Las plántulas regeneradas se evaluaron mediante análisis de PCR de TAQMAN® (véase el Ejemplo 2) en busca de la presencia de ambos genes pmi y cry3A055, así como la ausencia del gen de espectomicina de resistencia antibiótica (Spec). Las plantas positivas para ambos transgenes, y las negativas para el gen spec, se transfirieron al invernadero para la propagación posterior. Los eventos positivos se identificaron y se cribaron usando bioensayos de insectos contra gusano de raíz de maíz. Los eventos insecticidas se caracterizaron para determinar el número de copias mediante análisis de TAQMAN. El MIR604 se seleccionó para el análisis posterior basándose en que tiene una copia única de los transgenes, buena expresión proteica como se identifica mediante ELISA, y buena actividad insecticida contra gusano de raíz de maíz.
El T0 MIR604 se retrocruzó con la línea de maíz endogámica CG00526, creando la población T1. Las plantas T1 se autofecundaron para crear la generación T2, y este proceso se repitió para crear una generación T3. La evaluación de progenie de las plantas T3 se empleó para identificar familias homocigotas (convertidas). El endogámico CG00526 convertido de MIR604 se cruzó con otras líneas endogámicas de élite para crear híbridos usados en estudios posteriores
Ejemplo 2. Detección de MIR604 mediante PCR de TAQMAN
El análisis de TAQMAN se llevó a cabo esencialmente como se describe en Ingham et al. (Biotechniques, 31:132140, 2001) incorporado aquí como referencia. Brevemente, el ADN genómico fue aislado de las hojas de plantas de maíz transgénicas y no transgénicas usando el kit de extracción de ADN genómico Puregene® (Gentra Systems, Minneapolis, MN) esencialmente de acuerdo con las instrucciones del fabricante, excepto que todas las etapas se llevaron a cabo en placas de 96 pocillos de 1,2 ml. El pelete de ADN seco se volvió a suspender en disolución amortiguadora TE (Tris-HCl 10 Mm, pH 8,0, EDTA 1 mM).

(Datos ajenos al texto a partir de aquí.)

PR #66, opened 2016-06-16
API: if config is not found, don't import DataBroker

chiahaoliu:
Author: @danielballan

### DIFF
--- a/databroker/__init__.py
+++ b/databroker/__init__.py
@@ -1,22 +1,26 @@
+import warnings
 import logging
 
 
 logger = logging.getLogger(__name__)
-__all__ = ['DataBroker', 'get_images', 'get_events', 'get_table', 'stream',
-           'get_fields', 'restream', 'process', 'Broker', 'ArchiverPlugin']
 
 
-# generally useful imports
-from .databroker import (DataBroker, DataBroker as db,
-                         get_events, get_table, stream, get_fields,
-                         restream, process)
+try:
+    from .databroker import (DataBroker, DataBroker as db,
+                             get_events, get_table, stream, get_fields,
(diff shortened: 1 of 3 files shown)


danielballan:
As we move toward explicitly defining MDS and FS objects in the beamline configs, do the following on `import databroker`:

If MDS or FS raise because they can't find global config, warn, and do not import the top-level funcs (get_events, get_table, DataBroker). It's *very* unusual to have contingent imports but I think alternatives (require global config forever; replace `DataBroker` with `None`...) are worse.

The whole issue is that `DataBroker`, `get_events`, and friends are importable from the top level `__init__` and that import is *very* ingrained with staff at this point. For this reason, `from databroker import db` should continue to work forever for users that have a global config in place.

danielballan:
bump @tacaswell @arkilic

databroker/__init__.py
```diff
@@ -1,22 +1,26 @@
...
+    from .pims_readers import get_images
+    from .handler_registration import register_builtin_handlers
+
+    # register all built-in filestore handlers
+    register_builtin_handlers()
+    del register_builtin_handlers
+except ImportError:
+    warnings.warn("The top-level functions (get_table, get_events, etc.)"
+                  "cannot be created because "
+                  "the necessary configuration was not found.")
```
klauer: Might want to include the exception message here as this is a big try block

danielballan:
Superceded by #66

danielballan:
Err, #75

databroker/__init__.py
danielballan: Addressed in #75. Thanks.

PR #71, opened 2016-07-06
Enh fs resource

tacaswell:


tacaswell:
I can't tell if that is a joke or I can not type someplace :disappointed_relieved:

databroker/broker.py
```diff
@@ -575,6 +545,68 @@ def get_events(self, header, pvs):
...
+            for k, v in d['data_keys'].items():
+                if 'external' in v:
+                    external_keys.add(k)
+
+        ev_gen = self.get_events(header, stream_name=None,
+                                 fields=external_keys, fill=False)
+        resources = set()
+        for ev in ev_gen:
+            for v in ev['data'].values():
+                res = self.fs.resource_given_eid(v)
```
licode: what's the different between ...given_eid and ...given_uid? eid is for individual datum?

databroker/broker.py
```diff
@@ -575,6 +545,68 @@ def get_events(self, header, pvs):
                 yield Document('Event', doc)
 
 
+class DangerBroker(Broker):
```
licode: Any reason to have a new inherited class? Can we just put this function inside Broker class?

licode: Or just too dangerous to be performed by general users.

danielballan: See the warning in the docstring to the method `move_files_for_run`, below. But, @tacaswell, maybe your snarky name should come with a one-sentence explanation in the top-level docstring.

tacaswell:
attn @danielballan

tacaswell:
although, now that we need export, moving that method should probbaly be reverted

databroker/broker.py
```diff
@@ -575,6 +575,39 @@ def get_events(self, header, pvs):
...
+
+        Parameters
+        ----------
+        header : Header
+            The header to move the files of.
+
+        new_roow : str
+            The new root to move the files to
+        '''
+        resource = self.get_resource_uids(header)
```
klauer: (Reviewing with @tacaswell and @danielballan)
Method has no coverage - wait for tests for merging.

PR #1110, opened 2025-11-17
Adding save of the buzzer config to persist on reboot

zaquaz:


zaquaz:
This was a typing mistake, my bad.

PR #1116, opened 2025-11-18
Include battery voltage as feature 1 in adverts

chrisdavis2110:
Using the board's battery voltage, include it as feature 1 in AdvertDataBuilder. Instead of trying to log in and then trying to request repeater stats, which may fail, would be nice to have the battery voltage included in adverts.


liamcottle:
Hello, thanks for the contribution. Unfortunately advert packets are pretty large, and this isn't something we're looking to add to them at this time.

PR #1118, opened 2025-11-19
add heltec_v4 tft  expansion box

Quency-D:
The purchase link is below.
https://heltec.org/project/wifi-lora-32-v4-expansion-housing/


ripplebiz:
I had to reverse this commit, as it was causing Heltec V4 repeater to hang on startup

Quency-D:
@ripplebiz Hi, I tried the Heltec V4 repeater, and it started slowly the first time I downloaded the program, but it started quickly after subsequent power cycles or resets.

I suspect it might be because I added an I2C pin. Do you have any external devices connected?
```c
  -D ENV_PIN_SDA=4
  -D ENV_PIN_SCL=3
```
Or could you help us provide some other details?

PR #1123, opened 2025-11-20
heltec_t114: enable AUTO_SHUTDOWN_MILLIVOLTS for BLE companions

### LINKED ISSUE #1112: AUTO_SHUTDOWN_MILLIVOLTS for Heltec T114?
Hi,

it seems Heltec modules are compiled with AUTO_SHUTDOWN_MILLIVOLTS for companion, but Heltec T114 isn't. As you can connect LiPo to it like to other Heltecs, I think it should be treated the same way. IMHO it could save me (the T114 BLE companion user) some bad surprises :).

yarda:
It should fix #1112, but untested yet (I didn't let my battery to discharge so deep yet :) ).


ripplebiz:
Please change the base branch to 'dev'

Xinayder:
3.4V for auto shutdown seems too high. Flat LiPo batteries are safe up until 2.7V, which is the voltage most battery management system chips will cut off.

yarda:
All board variants in the meshcore repo use 3.3 or 3.4 V for auto shutdown. It maybe good to unify this. I selected the 3.4 V, but I haven't problem with a bit lower voltage. But the value should be safe for most of the batteries. E.g. my battery don't have any BM chip so there is nothing that would cut off the battery.  And nearly any battery can be connected to the T114 battery connector. IMHO this is the purpose of the auto shutdown feature, to save the battery from the quick deep discharge. I think this isn't the contest how deep the battery can be discharged and IMHO most of the companion users would prefer durability of the battery (number of cycles) not few more seconds uptime the deep discharge (bellow 3 V) could give them.

liamcottle:
> 3.4V for auto shutdown seems too high. Flat LiPo batteries are safe up until 2.7V, which is the voltage most battery management system chips will cut off.

I believe this voltage was chosen, as writing to flash under 3.3v can be unstable and potentially lead to file system corruption, which then requires the user to do a factory reset to resolve.

Safer to turn off early, than too late.

yarda:
I am fine with both 3.3 V or 3.4 V. I don't think that deeper discharge would give companion users any benefit. Just tell me which voltage to use or what to change in this PR.

yarda:
I finally tested it today and my T114 auto hibernated as expected when the battery voltage reached 3.4 V.

yarda:
Polite ping, is there anything still blocking this?

oltaco:
I'm not totally sure but I think the original decision was to only enable this on devices with epaper screens so the user would know not try to turn on the device while flat leading to more potential for filesystem damage?

There's a PR brewing to enable boot lockout below certain voltage thresholds which could be the change needed to make auto shutdown more acceptable on all devices? I'll admit that's just pure speculation on my part though.

weebl2000:
I think dev has a battery voltage cutoff now. Probably can close this PR? @ripplebiz

liamcottle:
Closing out due to no follow up from author.

PR #1129, opened 2025-11-21
promicro_washtastic variant proposal

dmduran12:
Although the Washtastic is a DIY board, it's a popular one with increasing deployments. A feature of the Washtastic, to increase its dynamic range, is a non-1:1 voltage bridge. This creates a challenging and frustrating scenario for repeater managers looking for accurate voltage readings, especially in weather conditions pushing the limits of the onboard mppt.

This PR is a very simple proposed addition, creating a promicro variant "promicro_washtastic" — the only change is the ADC_MULTIPLIER to more accurately report voltage for Wasthastic users looking for a firmware that "just works".

We recognize and empathize with efforts to decrease "bloat", but believe that Washtastic proliferation has reached a point where a bespoke firmware may be warranted.

Validated on a Wastastic v4. At charge cutoff, the MeshCore iOS app reported 4.06v while a direct multimeter probe of the 18650 taken at the same time reported 4.059v

Thank you for considering this minor but potentially very helpful addition to the supported devices.

### DIFF
--- a/variants/promicro_washtastic/PromicroBoard.cpp
+++ b/variants/promicro_washtastic/PromicroBoard.cpp
@@ -1,0 +1,83 @@
+#include <Arduino.h>
+#include "PromicroBoard.h"
+
+#include <bluefruit.h>
+#include <Wire.h>
+
+static BLEDfu bledfu;
+
+void PromicroBoard::begin() {    
+    // for future use, sub-classes SHOULD call this from their begin()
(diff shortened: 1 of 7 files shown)


oltaco:
Alternatively [PR #1133](https://github.com/meshcore-dev/MeshCore/pull/1133) would allow setting adc.multiplier via CLI instead.

ripplebiz:
PR #1133 will take care of this

PR #1130, opened 2025-11-21
Added buzzer config persistance across restart

zaquaz:
This set of commits adds persistence of buzzer selected state over restart.

- DataStore.cpp - added reading and writing of the buzzer_quiet state
- NodePrefs.h - added the buzzer_quiet field to the preferences
- MyMesh.h - made SavePrefs() into public to allow for saving the config on change, cleaned up an extra private:
- UITask.cpp - on switch of buzzer, saves the preferences file

Tested in T1000E

### DIFF
--- a/examples/companion_radio/DataStore.cpp
+++ b/examples/companion_radio/DataStore.cpp
@@ -200,11 +200,6 @@ void DataStore::loadPrefsInt(const char *filename, NodePrefs& _prefs, double& no
   File file = openRead(_fs, filename);
   if (file) {
     uint8_t pad[8];
-    
-    // Initialize defaults for any missing fields (backward compatibility)
-    memset(&_prefs, 0, sizeof(_prefs));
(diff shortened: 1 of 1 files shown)


examples/companion_radio/DataStore.cpp
```diff
@@ -200,6 +200,11 @@ void DataStore::loadPrefsInt(const char *filename, NodePrefs& _prefs, double& no
   File file = openRead(_fs, filename);
   if (file) {
     uint8_t pad[8];
+    
+    // Initialize defaults for any missing fields (backward compatibility)
+    memset(&_prefs, 0, sizeof(_prefs));
```
ripplebiz: Setting of defaults is already handled in MyMesh::MyMesh().  This blows away those defaults

zaquaz: removed this portion, this should be resolved now.

PR #1132, opened 2025-11-21
Removed halt and replaced it with a delay and reboot

wel97459:
Replaced the halt function with a delay and reboot, instead of an infinite loop. This removes an edge case were there's a bad brown out and the radio fails to initialize properly.

As @liamcottle suggested I have added an error message that is customizable to other failure cases. Available on node with a display enabled.

### DIFF
--- a/examples/companion_radio/main.cpp
+++ b/examples/companion_radio/main.cpp
@@ -101,8 +101,18 @@ MyMesh the_mesh(radio_driver, fast_rng, rtc_clock, tables, store
 
 /* END GLOBAL OBJECTS */
 
-void halt() {
-  delay(10000);
+void delayedReboot(const char *msg, const uint32_t delayms) {
+  char tmp[32];
+  sprintf(tmp, "Rebooting in %3.1fs", delayms/1000.0);
+  #ifdef DISPLAY_CLASS
+    display.startFrame();
+    display.drawTextCentered(display.width() / 2, 24, msg);
+    display.drawTextCentered(display.width() / 2, 32, tmp);
+    display.endFrame();
+  #endif
+  MESH_DEBUG_PRINTLN(msg);
+  MESH_DEBUG_PRINTLN(tmp);
+  delay(delayms);
   board.reboot();
 }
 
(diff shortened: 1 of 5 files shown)


LitBomb:
halt means stop.  if you delay 10 seconds and then reboot, then it is a reboot and not a halt any more, is it?

fschrempf:
> This could keep some boards from booting when there's dirty power, and the radio chip fails to init correctly.

And I guess that's exactly what is intended. If there is a critical failure, there is no reason to continue. Rebooting could cause nasty boot loops that won't help either.

liamcottle:
For radio init failure, if the device has a screen, I'd probably prefer to show a message that says radio init failed.

wel97459:
The halt function is only called in one place in the whole code base, just for that radio init in the being of boot. It's definitely a contributing factor for solar nodes not booting up properly.

And I have already seen improvements in getting my repeaters to start from a BMS cut off.

I would also hazard to say that a rover on Mars would not have a function like halt or a call to a function that doesn't try to get the rover back to an operational status. Most repeaters are in places where reset buttons are a pain to get too.

And I thinking adding a message for nodes with a screens is a good idea with a count down to reset or something.

wel97459:
I'll change the function name. A halt function like this one is bad way to handle a radio init problem.
 > halt means stop.  if you delay 10 seconds and then reboot, then it is a reboot and not a halt any more, is it?

wel97459:
I personally would rather have a boot loop then a non-responsive repeater, with a chance of a fully functional boot.

> > This could keep some boards from booting when there's dirty power, and the radio chip fails to init correctly.
> 
> And I guess that's exactly what is intended. If there is a critical failure, there is no reason to continue. Rebooting could cause nasty boot loops that won't help either.

wel97459:
I removed the halt function and added delayedReboot. The function takes in a message string and delay amount, and displays the message like in the image.

Without DISPLAY_CLASS defined it just delays and reboots.

wel97459:
I cleaned up the code and smashed the commits.

PR #1133, opened 2025-11-21
Feature: configurable adc.multiplier for repeaters

oltaco:
This PR adds a new persistent preference for adc.multiplier to allow setting of the ADC multiplier value.

It came up that washtastic (a promicro based board) uses a different ADC multiplier to what is set on the standard promicro and to me it makes more sense to allow setting the adc.multiplier rather than adding another variant just to set a different ADC multiplier.

I added virtual methods for getAdcMultiplier() and setAdcMultiplier() to the MainBoard class, and examples are implemented in PromicroBoard.h. When adc.multiplier is set to 0 it uses the board definition, otherwise it uses whatever you have set in adc.multiplier. The value is constrained to between 0.0f and 10.0f.

### DIFF
--- a/src/helpers/CommonCLI.cpp
+++ b/src/helpers/CommonCLI.cpp
@@ -335,7 +335,12 @@ void CommonCLI::handleCommand(uint32_t sender_timestamp, const char* command, ch
         sprintf(reply, "> %s", _prefs->bridge_secret);
 #endif
       } else if (memcmp(config, "adc.multiplier", 14) == 0) {
-        sprintf(reply, "> %s", StrHelper::ftoa(_prefs->adc_multiplier));
+        float adc_mult = _board->getAdcMultiplier();
+        if (adc_mult == 0.0f) {
+          strcpy(reply, "Error: unsupported by this board");
+        } else {
+          sprintf(reply, "> %.3f", adc_mult);
+        }
       } else {
         sprintf(reply, "??: %s", config);
       }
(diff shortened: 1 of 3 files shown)


variants/promicro/PromicroBoard.h
```diff
@@ -39,7 +40,18 @@ class PromicroBoard : public mesh::MainBoard {
...
+  }
+
+  void setAdcMultiplier(float multiplier) override {
+    if (multiplier == 0.0f) {
+      adc_mult = ADC_MULTIPLIER;}
+    else {
+      adc_mult = multiplier;
+    }
+  }
+  float getAdcMultiplier() const override {
```
ripplebiz, line 54: I don't think this is referenced anywhere?

examples/simple_repeater/MyMesh.cpp
```diff
@@ -733,6 +735,8 @@ void MyMesh::begin(FILESYSTEM *fs) {
   updateAdvertTimer();
   updateFloodAdvertTimer();
 
+  board.setAdcMultiplier(_prefs.adc_multiplier);
+
```
ripplebiz, line 739: Can you copy this same init to Room and Sensor firmwares too... as they share the _prefs and CommonCLI

variants/promicro/PromicroBoard.h
oltaco: You're right, I was thinking about calling it from CommonCLI and return the default board multiplier if the saved multiplier is 0.0f, what do you think?

src/helpers/CommonCLI.cpp
```diff
@@ -331,6 +334,8 @@ void CommonCLI::handleCommand(uint32_t sender_timestamp, const char* command, ch
       } else if (memcmp(config, "bridge.secret", 13) == 0) {
         sprintf(reply, "> %s", _prefs->bridge_secret);
 #endif
+      } else if (memcmp(config, "adc.multiplier", 14) == 0) {
+        sprintf(reply, "> %s", StrHelper::ftoa(_prefs->adc_multiplier));
```
ripplebiz: Yeah, could maybe call board.getAdcMultiplier() here

oltaco: Ok I tweaked the logic in CommonCLI and changed setAdcMultiplier to return a bool. Now if the board doesn't support these methods the CLI will let you know, so there is no ambiguity.

Setting adc.multiplier to 0 lets you know that it will use the default board multiplier as well.

Let me know if you think it's too over the top.

edited to add: If the multiplier is set to 0 and you do get adc.multiplier it will return the default setting for the board.

Issue #1014, opened 2025-10-25
Current to high generally in hibernating(turned off state)


SaschaKt:
The current is too high in Sleeping mode on a Companion, with an T114 it is 7,5mA, with an TEcho it is 8,4mA. When you calculate with 850mAh Battery on TEcho fully charged it is empty after 3 days without using. You can not store it for an blackout or when you don't use it. The T1000 is also empty after a few days like the Heltec v3.

To be honest, the first step I took a few months ago when I was looking into Meshcore was to flash my T1000 back to Meshtastic because it wouldn't turn off at all. Now, with the newer firmware, you can turn it off, but the power consumption is still half of what it used to be when in use.

I have not measured previously on meshtastic because of there was not such a behaviour draining the battery. It can be turned off for a long while and when you turn on it is still fully. It seems that the MT firmware is handling a hibernating mode more efficient.

* Unconnecting the battery is not convenient or practicable and also not good for the little connectors.
* To let it 24h on the charger (for sleeping?) as a second option is also not good, especially for the battery being held at 100%.
* Always running low as the third option and charging it is not convenient to have to look and remember every second day for charging it, and not good for the battery (300-500 cycles lifetime of a Lion)

1) It seems that hibernating is not implemented fully. It would be nice if it would be a top prio, it is an essential function to turn off a device. Each of us has more than one node, but we mainly use one and the others only when needed
2) It would also be nice if a (spare) repeater could be switched off for storage, but also efficiently and without draining the battery.

Vasili-Sk:
8 mA sounds like radio not sleeping. I remember pulling radio reset pin while testing power consumption on meshtastic, and got 400uA after that.

IoTThinks:
I checked poweroff function just now.

It will go to deepsleep BUT it will be back to normal mode when it receives any LoRa packets.

I think the code should separate the poweroff by button and other activities.

If off by buttons, then can only get back to normal mode by button press.

SaschaKt:
> I checked poweroff function just now.
> 
> It will go to deepsleep BUT it will be back to normal mode when it receives any LoRa packets.
> 
> I think the code should separate the poweroff by button and other activities.
> 
> If off by buttons, then can only get back to normal mode by button press.

Can you implement please a modification so that the companions are not waking up on packet receiving and last longer in power off? I think a complete deep sleep, also Lora switching in deep sleep? Thank you

IoTThinks:
[...]

PR #1138, opened 2025-11-22
companion: suspend radio when hibernating

yarda:
This should significantly reduce power consumption in the hibernation.

Also explicitly shutdown peripherals (GPS, LED) on Heltec T114.

Fixes: #1014

### DIFF
--- a/examples/companion_radio/ui-new/UITask.cpp
+++ b/examples/companion_radio/ui-new/UITask.cpp
@@ -650,6 +650,7 @@ void UITask::shutdown(bool restart){
     _board->reboot();
   } else {
     _display->turnOff();
+    radio_driver.powerOff();
     _board->powerOff();
   }
 }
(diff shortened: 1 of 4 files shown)


yarda:
I am now testing it on Heltec T114 if it really saves power.

IoTThinks:
Have you shutdown the LoRa too?

fschrempf:
@yarda This is great! I recently provided [this PR](https://github.com/meshcore-dev/MeshCore/pull/1122) and it already has been tested on some devices with good results. I totally missed that there is a global instance of the `radio_driver` so I could actually call `sleep()` from the companion app code. That's what I've been looking for.

fschrempf:
@yarda I've integrated your changes in https://github.com/meshcore-dev/MeshCore/pull/1122 keeping your authorship. I hope this is ok for you.

I also changed it so, it always calls into `sleep()` as RadioLib should have it implemented for all modules. If it is not supported it will be a nop already in the lib.

fschrempf:
If @yarda agrees, we can close this in favor of #1122.

yarda:
@fschrempf thanks LGTM, closing.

Las reacciones de PCR de TAQMAN se llevaron a cabo en placas de 96 pocillos. Para el control del gen de maíz endógeno, se diseñaron cebadores y sondas específicos para el gen de alcohol deshidrogenasa (adh) Zea mays (nº de acceso Genbank AF044295). Se reconocerá por la persona experta que otros genes de maíz se pueden usar como controles endógenos. Las reacciones se multiplexaron para amplificar simultáneamente cry3A055 y adh o pmi y adh. Para cada muestra, se generó una mezcla maestra combinando 20 l de ADN genómico extraído con 35 l de 2x TAQMAN Universal PCR Master Mix (Applied Biosystems) suplementada con cebadores hasta una concentración final de 900 nM cada uno, sondas hasta una concentración final de 100 nM cada una, y agua hasta un volumen final de 70 l. Esta mezcla se distribuyó en tres réplicas de 20 l cada una en placas de amplificación de 96 pocillos y se sellaron con película de sellado por calor ópticamente transparente (Marsh Bio Products). La PCR se ejecutó en el instrumento ABI Prism 7700 usando los siguientes parámetros de amplificación: 2 min. a 50ºC y 10 min. a 95ºC, seguido de 35 ciclos de 15 s a 95ºC y 1 min. a 60ºC.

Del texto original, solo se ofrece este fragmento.